Dataset entries
PR #782, opened 2021-01-30
Create github-page-files.yml

hahwul:
## Info
When configuring a web page with github pages, it is a good file if it is included in the exclude. (sometimes to be missed from developer).

Sometimes important information is exposed depending on the jekyll code. (e.g api key)

```
/_config.yml
/Gemfile
/Gemfile.lock
/CNAME
```

## Testing
```
[INF] Loading templates...
[INF] [github-page-files] Github page files (@hahwul) [info]
[INF] Using 1 rules (1 templates, 0 workflows)
[github-page-files] [http] [info] https://************/Gemfile
[github-page-files] [http] [info] https://************/Gemfile.lock
[github-page-files] [http] [info] https://********/Gemfile
[github-page-files] [http] [info] https://********/Gemfile
[github-page-files] [http] [info] https://***********/_config.yml
[github-page-files] [http] [info] https://*******************/Gemfile
[github-page-files] [http] [info] https://****************/_config.yml
```


hahwul:
Hi team 😁
And this is my opinion, is there any way could I use the variables(`{{BaseURL}}` and `{{Hostname}}`) in Matchers? I read the guide, but I couldn't find it. If you don't have any, I wonder if you have any support plans.

bauthard:
@hahwul no, as of now it can't be used in the matcher, do you think it would be useful to support with some example use cases?

hahwul:
Hello again @bauthard 
First, thank you for reply!
Usually, the payload is pre-specified and tested, so I don't think it's a necessary feature🤔
Still, I asked because I was curious if it supported to application. If it is applied, it may be helpful to perform a more accurate test. (Because variables may need to be included in the detection pattern)

toufik-airane (commented):
Hello, 👋 

After discussion, we won't accept this template for now. Indeed, the current impact isn't enough to clearly extract relevant information regarding a factual security issue.

Thank you for your comprehension.

toufik-airane:
Dear @hahwul,

Again thank you for your contribution.

Do you think we can improve the security impact of the template?
Or do you think we can make the template more valuable?

For example, I was thinking to use an extractor to extract the name of the library in these files.

What do you think about it?

hahwul:
Hello again @toufik-airane 
I slept on it...🤔 , No 
I don't think it's a template that can get important information or directly help identify security issues. 
It's not special, so I'm just going to close the PR.

If you don't have any comment, tell me, I'll close.

toufik-airane:
@forgedhallpass @ehsandeep what do you think about it?

forgedhallpass:
1. The template in its current form cannot guarantee that the target is backed by github.io. It could be any other Ruby site. It might need to be further refined to cater for false-positives.
2. Could you show a screenshot with a working example where this template provides valid results?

* [Work item]: Once you have read the records, output each one exactly as written.

* [Answer space]:
PR #782, opened 2021-01-30
Create github-page-files.yml

hahwul:
## Info
When configuring a web page with github pages, it is a good file if it is included in the exclude. (sometimes to be missed from developer).

Sometimes important information is exposed depending on the jekyll code. (e.g api key)

```
/_config.yml
/Gemfile
/Gemfile.lock
/CNAME
```

## Testing
```
[INF] Loading templates...
[INF] [github-page-files] Github page files (@hahwul) [info]
[INF] Using 1 rules (1 templates, 0 workflows)
[github-page-files] [http] [info] https://************/Gemfile
[github-page-files] [http] [info] https://************/Gemfile.lock
[github-page-files] [http] [info] https://********/Gemfile
[github-page-files] [http] [info] https://********/Gemfile
[github-page-files] [http] [info] https://***********/_config.yml
[github-page-files] [http] [info] https://*******************/Gemfile
[github-page-files] [http] [info] https://****************/_config.yml
```


hahwul:
Hi team 😁
And this is my opinion, is there any way could I use the variables(`{{BaseURL}}` and `{{Hostname}}`) in Matchers? I read the guide, but I couldn't find it. If you don't have any, I wonder if you have any support plans.

bauthard:
@hahwul no, as of now it can't be used in the matcher, do you think it would be useful to support with some example use cases?

hahwul:
Hello again @bauthard 
First, thank you for reply!
Usually, the payload is pre-specified and tested, so I don't think it's a necessary feature🤔
Still, I asked because I was curious if it supported to application. If it is applied, it may be helpful to perform a more accurate test. (Because variables may need to be included in the detection pattern)

toufik-airane (commented):
Hello, 👋 

After discussion, we won't accept this template for now. Indeed, the current impact isn't enough to clearly extract relevant information regarding a factual security issue.

Thank you for your comprehension.

toufik-airane:
Dear @hahwul,

Again thank you for your contribution.

Do you think we can improve the security impact of the template?
Or do you think we can make the template more valuable?

For example, I was thinking to use an extractor to extract the name of the library in these files.

What do you think about it?

hahwul:
Hello again @toufik-airane 
I slept on it...🤔 , No 
I don't think it's a template that can get important information or directly help identify security issues. 
It's not special, so I'm just going to close the PR.

If you don't have any comment, tell me, I'll close.

toufik-airane:
@forgedhallpass @ehsandeep what do you think about it?

forgedhallpass:
1. The template in its current form cannot guarantee that the target is backed by github.io. It could be any other Ruby site. It might need to be further refined to cater for false-positives.
2. Could you show a screenshot with a working example where this template provides valid results?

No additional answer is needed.